[Stored items]
PR #1380, opened 2021-04-06
Save 1.3 MiB RAM in-game by freeing menu resources

glebm:
Running with a memory profiler revealed that we were keeping main menu UI resources around while the game was running:

image

### DIFF
--- a/Source/diablo.cpp
+++ b/Source/diablo.cpp
@@ -377,6 +377,10 @@ BOOL StartGame(BOOL bNewGame, BOOL bSinglePlayer)
 			break;
 		}
 
+		// Save 1.3 MiB of RAM by freeing all main menu resources
+		// before starting the game.
+		UiDestroy();
+
 		gbSelectProvider = FALSE;
 
 		if (bNewGame || !gbValidSaveFile) {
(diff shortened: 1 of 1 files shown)


AJenbo:
Was always suspecting this was the case but wasn't sure if this was "by design" in accordance with the original.

Source/diablo.cpp
```diff
@@ -377,6 +377,10 @@ BOOL StartGame(BOOL bNewGame, BOOL bSinglePlayer)
 			break;
 		}
 
+		// Save 1.3 MiB of RAM by freeing all main menu resources
+		// before starting the game.
```
julealgon, line 381: Do you think the comments are really needed here? Isn't the best practice of "releasing as soon as possible" enough justification to do it?

Source/diablo.cpp
```diff
@@ -392,6 +396,10 @@ BOOL StartGame(BOOL bNewGame, BOOL bSinglePlayer)
 		run_game_loop(uMsg);
 		NetClose();
 		pfile_create_player_description(NULL, 0);
+
+		// If the player left the game into the main menu,
+		// initialize main menu resources.
+		if (gbRunGameResult) UiInitialize();
```
julealgon, line 402: Can we break the line?

glebm: I prefer short statement to be single-line.
Our auto-formatter breaks longer ones.

Source/diablo.cpp
glebm: I'd like to keep the comment because the control flow is very subtle here.

Source/diablo.cpp
AJenbo: Doesn't it also rewrite this into two lines?

glebm: Indeed it does, looks like I didn't run the formatter

I thought we had `AllowShortIfStatementsOnASingleLine` enabled :)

◆ **Problem to work on**: Your response should contain each line of the entries above that holds the string "glebm".

◆ **Result of the exercise**:
glebm:
glebm: I prefer short statement to be single-line.
glebm: I'd like to keep the comment because the control flow is very subtle here.
glebm: Indeed it does, looks like I didn't run the formatter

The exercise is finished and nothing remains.